Currently, it is only running at what sounds like about 50-60% power - just enough to cut the grass with a sharp blade, but that's it.

A little history: 

First of all, gas has NEVER been left in this mower across seasons. I always run residual gas out – but I also have never used any of those storage conditioners (Stabil?)

This mower cuts my yard (1/4 acre), but it also cuts a land lot I own (1/2 acre). The first season (spring 2008), I was cutting some high grass around a pine tree at the lot when the mower struck a brick hidden in the grass. The brick shattered, but not before it stopped the mower dead in its tracks. The mower DID re-start that same day (after waiting a while, IIRC) and it went on to cut the rest of that season OK, but there was now a "clinking" noise when pulling the ripcord that I didn't remember hearing when the mower was brand new (and maybe it was a little harder to start now, too). 

2nd season, mower cut fine again, but I could sense a slight lessening of power (based on engine sound). Clinking noise with the ripcord pull continued and starting seemed a little harder (although it always started). 

This season, after changing the oil, sharpening the blade, cleaning the air filter and spark plug, the mower would not start AT ALL (for the first cut of the season) unless I dunked the spark plug in fuel and quickly inserted it - then the engine MIGHT start, but would always immediately stop. So I removed the carbeurator and sprayed it liberally with carb cleaner. I also checked the flywheel key (although the mower DID cut last season), because of the brick two seasons ago. Looked OK – flush and square. Putting the nut back on, I wasn’t sure what the torque was – so I looked up the numbers on my previous Scotts B&S engine repair manual. It gave two numbers (based on model): 60 ft-lbs or 100 ft-lbs. I had read on the web someone recommending 125 ft-lbs, so I went with 100. But I couldn’t get the torque wrench to click at this setting. I think this torque was too much because pulling the rip-cord resulted in the cord failing to retract, plus lots of noise from the flywheel. So I backed the nut off and started re-torquing until I couldn’t get the wrench to click anymore – which resulted in 60 ft-lbs. Now, the engine runs (and sounds smooth enough), but it’s only running at 50-60% power!

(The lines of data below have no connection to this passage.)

PR #504, opened 2020-02-18
Fix CMake error message

angriman:
If one is using llvm clang, this error message is wrong. This PR corrects the compiler name in the error message when libomp is not found.

### DIFF
--- a/CMakeLists.txt
+++ b/CMakeLists.txt
@@ -132,7 +132,7 @@ if(("${CMAKE_CXX_COMPILER_ID}" STREQUAL "Clang") OR
 		set(OpenMP_CXX_LIB_NAMES "omp" CACHE STRING "Manually set")
 		set(OpenMP_omp_LIBRARY "${LIBOMP_PATH}" CACHE STRING "Manually set")
 	else()
-		message(FATAL_ERROR "libomp was not found, but necessary to run NetworKit with AppleClang")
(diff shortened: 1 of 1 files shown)


avdgrinten:
Merged because it's a trivial text change.

fabratu:
Maybe we should modify/rethink the whole section with clang. As it is now this method will "only" find the standard brew installation for AppleClang. This leaves out (on MacOS) installing brew in home-directories, conda and spack clang installations.

In addition when including Linux clang into this, things get more complicated. For Ubuntu 18.04 (and other distros) we can add "/usr/include" and "/usr/lib" as hint for lib/header, but other popular distros (and newer Ubuntu/Debian versions) do a similar scheme to gcc with their respective sub-folder under "/usr/lib[64]/". Also conda/spack-version should be recognized here I think, maybe even more important than on MacOS.

How about this:
- Adding HINTS as described in line 124-125
- If nothing is found try FindOpenMP from cmake regardless

The second part seems to work (early tests with CentOS 8) with the modern Linux-scheme. There is also mentioning that FindOpenMP is able to find conda-installations of clang. If we want to change more, I can have a look into different configurations on both Linux + MacOS.

avdgrinten:
I think that is true (i.e., rethinking the logic) but appropriate for another PR.

IMHO, we should first rely on CMake (findTarget) and only fall back to the ad-hoc behavior when that is not successful.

Is an improper torque on the flywheel nut causing this lack of power, or do I have other problems? You might say the engine has lost compression, but it ran at probably 90% power on the last cut last season. All that has changed THIS season is the new spark plug, the torque on the flywheel nut, and the carb cleaner in the carbeurator.


----------



## glenjudy (Aug 26, 2006)

I'm curious when you say 'no primer bulb'.
These units have primer bulbs on the plastic air filter back plate that affixs to front of carb.

Did you only remove the carb and spray the outside of it, or did you dis-assemble the carb and spray clean?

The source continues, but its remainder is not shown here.